Stored data
>>

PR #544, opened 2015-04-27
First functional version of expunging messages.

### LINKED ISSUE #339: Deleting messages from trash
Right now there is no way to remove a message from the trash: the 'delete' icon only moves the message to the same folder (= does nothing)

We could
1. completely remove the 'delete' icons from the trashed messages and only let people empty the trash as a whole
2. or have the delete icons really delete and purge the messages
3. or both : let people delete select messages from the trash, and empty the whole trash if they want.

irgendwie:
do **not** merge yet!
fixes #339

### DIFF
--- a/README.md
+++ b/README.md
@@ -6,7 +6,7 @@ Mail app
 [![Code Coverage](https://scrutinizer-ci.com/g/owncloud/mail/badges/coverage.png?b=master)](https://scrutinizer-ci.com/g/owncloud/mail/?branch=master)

<<
>>

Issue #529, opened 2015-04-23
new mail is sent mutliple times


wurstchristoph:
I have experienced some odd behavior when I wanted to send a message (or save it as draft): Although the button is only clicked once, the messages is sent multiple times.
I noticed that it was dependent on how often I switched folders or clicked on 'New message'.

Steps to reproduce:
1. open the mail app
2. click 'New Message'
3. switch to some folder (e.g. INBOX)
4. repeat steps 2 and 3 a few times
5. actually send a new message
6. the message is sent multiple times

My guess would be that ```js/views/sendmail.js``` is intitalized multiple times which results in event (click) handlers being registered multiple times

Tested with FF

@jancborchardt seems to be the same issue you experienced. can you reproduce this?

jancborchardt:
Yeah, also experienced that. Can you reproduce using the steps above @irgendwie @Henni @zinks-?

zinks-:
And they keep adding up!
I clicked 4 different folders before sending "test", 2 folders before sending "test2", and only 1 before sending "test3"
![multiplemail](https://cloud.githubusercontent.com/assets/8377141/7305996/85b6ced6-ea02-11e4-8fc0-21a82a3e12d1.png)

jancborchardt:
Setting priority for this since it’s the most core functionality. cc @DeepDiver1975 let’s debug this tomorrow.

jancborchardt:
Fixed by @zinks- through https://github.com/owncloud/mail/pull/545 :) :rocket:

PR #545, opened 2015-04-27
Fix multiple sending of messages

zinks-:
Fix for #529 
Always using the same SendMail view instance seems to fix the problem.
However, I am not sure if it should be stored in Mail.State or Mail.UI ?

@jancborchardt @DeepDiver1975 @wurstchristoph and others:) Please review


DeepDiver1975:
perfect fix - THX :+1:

<<

→ What is needed:
Using the data above, print exactly the lines from the line that contains "Issue #529, opened 2015-04-23" through the line that contains "I have experienced", with both included.

→ Completed task:
Issue #529, opened 2015-04-23
new mail is sent mutliple times


wurstchristoph:
I have experienced some odd behavior when I wanted to send a message (or save it as draft): Although the button is only clicked once, the messages is sent multiple times.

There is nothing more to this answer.